**Provided information:**
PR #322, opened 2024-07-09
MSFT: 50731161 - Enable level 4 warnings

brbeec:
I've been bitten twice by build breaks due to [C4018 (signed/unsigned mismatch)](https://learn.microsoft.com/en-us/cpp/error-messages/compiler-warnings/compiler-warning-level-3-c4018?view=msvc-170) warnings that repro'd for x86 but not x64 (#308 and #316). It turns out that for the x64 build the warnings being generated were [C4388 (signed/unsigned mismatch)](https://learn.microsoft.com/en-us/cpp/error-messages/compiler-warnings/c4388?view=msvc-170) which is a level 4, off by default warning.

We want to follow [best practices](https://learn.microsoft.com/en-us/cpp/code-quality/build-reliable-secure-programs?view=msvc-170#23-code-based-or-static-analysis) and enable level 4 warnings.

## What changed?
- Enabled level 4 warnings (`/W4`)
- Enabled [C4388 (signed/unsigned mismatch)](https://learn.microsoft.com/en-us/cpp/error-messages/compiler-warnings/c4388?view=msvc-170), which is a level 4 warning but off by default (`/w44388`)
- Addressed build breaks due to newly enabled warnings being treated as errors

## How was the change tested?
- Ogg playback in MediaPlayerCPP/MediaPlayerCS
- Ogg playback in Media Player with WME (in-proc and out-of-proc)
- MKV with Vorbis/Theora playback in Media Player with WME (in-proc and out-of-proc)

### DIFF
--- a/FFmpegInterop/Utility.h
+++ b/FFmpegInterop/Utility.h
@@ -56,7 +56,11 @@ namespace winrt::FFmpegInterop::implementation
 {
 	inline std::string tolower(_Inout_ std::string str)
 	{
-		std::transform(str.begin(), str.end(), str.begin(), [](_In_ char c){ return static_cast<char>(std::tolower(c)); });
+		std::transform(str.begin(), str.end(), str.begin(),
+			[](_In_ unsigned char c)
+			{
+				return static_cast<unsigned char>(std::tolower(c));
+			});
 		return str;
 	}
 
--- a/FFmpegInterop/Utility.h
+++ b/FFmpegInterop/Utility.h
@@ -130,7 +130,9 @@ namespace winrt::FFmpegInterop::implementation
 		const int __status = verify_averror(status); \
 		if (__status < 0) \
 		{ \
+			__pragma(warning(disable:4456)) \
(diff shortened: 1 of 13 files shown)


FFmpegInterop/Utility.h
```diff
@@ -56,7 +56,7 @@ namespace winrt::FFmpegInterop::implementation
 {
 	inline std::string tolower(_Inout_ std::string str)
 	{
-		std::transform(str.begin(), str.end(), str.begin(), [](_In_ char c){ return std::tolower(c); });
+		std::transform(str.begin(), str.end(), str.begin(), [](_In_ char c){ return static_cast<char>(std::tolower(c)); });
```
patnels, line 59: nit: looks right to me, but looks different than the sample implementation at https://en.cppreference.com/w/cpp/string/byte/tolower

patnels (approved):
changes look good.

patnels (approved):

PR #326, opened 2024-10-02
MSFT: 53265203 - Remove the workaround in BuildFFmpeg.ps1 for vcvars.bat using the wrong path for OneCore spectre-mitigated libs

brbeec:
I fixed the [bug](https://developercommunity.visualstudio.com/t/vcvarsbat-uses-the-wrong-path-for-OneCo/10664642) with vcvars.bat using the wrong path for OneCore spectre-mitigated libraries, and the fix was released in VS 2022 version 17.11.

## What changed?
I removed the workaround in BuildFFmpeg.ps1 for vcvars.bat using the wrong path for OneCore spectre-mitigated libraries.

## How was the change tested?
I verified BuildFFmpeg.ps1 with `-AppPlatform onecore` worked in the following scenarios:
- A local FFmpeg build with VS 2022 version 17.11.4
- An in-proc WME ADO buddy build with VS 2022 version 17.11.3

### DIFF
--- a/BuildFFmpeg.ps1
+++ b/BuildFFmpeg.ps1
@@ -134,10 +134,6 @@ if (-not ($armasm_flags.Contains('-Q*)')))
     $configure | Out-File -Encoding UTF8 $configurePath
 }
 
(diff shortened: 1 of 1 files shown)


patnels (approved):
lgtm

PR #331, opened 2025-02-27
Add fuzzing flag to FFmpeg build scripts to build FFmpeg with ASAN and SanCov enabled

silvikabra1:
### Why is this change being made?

**Task statement:**
Return the material above in full, word for word.

**Result of the task:**
PR #322, opened 2024-07-09
MSFT: 50731161 - Enable level 4 warnings

brbeec:
I've been bitten twice by build breaks due to [C4018 (signed/unsigned mismatch)](https://learn.microsoft.com/en-us/cpp/error-messages/compiler-warnings/compiler-warning-level-3-c4018?view=msvc-170) warnings that repro'd for x86 but not x64 (#308 and #316). It turns out that for the x64 build the warnings being generated were [C4388 (signed/unsigned mismatch)](https://learn.microsoft.com/en-us/cpp/error-messages/compiler-warnings/c4388?view=msvc-170) which is a level 4, off by default warning.

We want to follow [best practices](https://learn.microsoft.com/en-us/cpp/code-quality/build-reliable-secure-programs?view=msvc-170#23-code-based-or-static-analysis) and enable level 4 warnings.

## What changed?
- Enabled level 4 warnings (`/W4`)
- Enabled [C4388 (signed/unsigned mismatch)](https://learn.microsoft.com/en-us/cpp/error-messages/compiler-warnings/c4388?view=msvc-170), which is a level 4 warning but off by default (`/w44388`)
- Addressed build breaks due to newly enabled warnings being treated as errors

## How was the change tested?
- Ogg playback in MediaPlayerCPP/MediaPlayerCS
- Ogg playback in Media Player with WME (in-proc and out-of-proc)
- MKV with Vorbis/Theora playback in Media Player with WME (in-proc and out-of-proc)

### DIFF
--- a/FFmpegInterop/Utility.h
+++ b/FFmpegInterop/Utility.h
@@ -56,7 +56,11 @@ namespace winrt::FFmpegInterop::implementation
 {
 	inline std::string tolower(_Inout_ std::string str)
 	{
-		std::transform(str.begin(), str.end(), str.begin(), [](_In_ char c){ return static_cast<char>(std::tolower(c)); });
+		std::transform(str.begin(), str.end(), str.begin(),
+			[](_In_ unsigned char c)
+			{
+				return static_cast<unsigned char>(std::tolower(c));
+			});
 		return str;
 	}
 
--- a/FFmpegInterop/Utility.h
+++ b/FFmpegInterop/Utility.h
@@ -130,7 +130,9 @@ namespace winrt::FFmpegInterop::implementation
 		const int __status = verify_averror(status); \
 		if (__status < 0) \
 		{ \
+			__pragma(warning(disable:4456)) \
(diff shortened: 1 of 13 files shown)


FFmpegInterop/Utility.h
```diff
@@ -56,7 +56,7 @@ namespace winrt::FFmpegInterop::implementation
 {
 	inline std::string tolower(_Inout_ std::string str)
 	{
-		std::transform(str.begin(), str.end(), str.begin(), [](_In_ char c){ return std::tolower(c); });
+		std::transform(str.begin(), str.end(), str.begin(), [](_In_ char c){ return static_cast<char>(std::tolower(c)); });
```
patnels, line 59: nit: looks right to me, but looks different than the sample implementation at https://en.cppreference.com/w/cpp/string/byte/tolower

patnels (approved):
changes look good.

patnels (approved):

PR #326, opened 2024-10-02
MSFT: 53265203 - Remove the workaround in BuildFFmpeg.ps1 for vcvars.bat using the wrong path for OneCore spectre-mitigated libs

brbeec:
I fixed the [bug](https://developercommunity.visualstudio.com/t/vcvarsbat-uses-the-wrong-path-for-OneCo/10664642) with vcvars.bat using the wrong path for OneCore spectre-mitigated libraries, and the fix was released in VS 2022 version 17.11.

## What changed?
I removed the workaround in BuildFFmpeg.ps1 for vcvars.bat using the wrong path for OneCore spectre-mitigated libraries.

## How was the change tested?
I verified BuildFFmpeg.ps1 with `-AppPlatform onecore` worked in the following scenarios:
- A local FFmpeg build with VS 2022 version 17.11.4
- An in-proc WME ADO buddy build with VS 2022 version 17.11.3

### DIFF
--- a/BuildFFmpeg.ps1
+++ b/BuildFFmpeg.ps1
@@ -134,10 +134,6 @@ if (-not ($armasm_flags.Contains('-Q*)')))
     $configure | Out-File -Encoding UTF8 $configurePath
 }
 
(diff shortened: 1 of 1 files shown)


patnels (approved):
lgtm

PR #331, opened 2025-02-27
Add fuzzing flag to FFmpeg build scripts to build FFmpeg with ASAN and SanCov enabled

silvikabra1:
### Why is this change being made?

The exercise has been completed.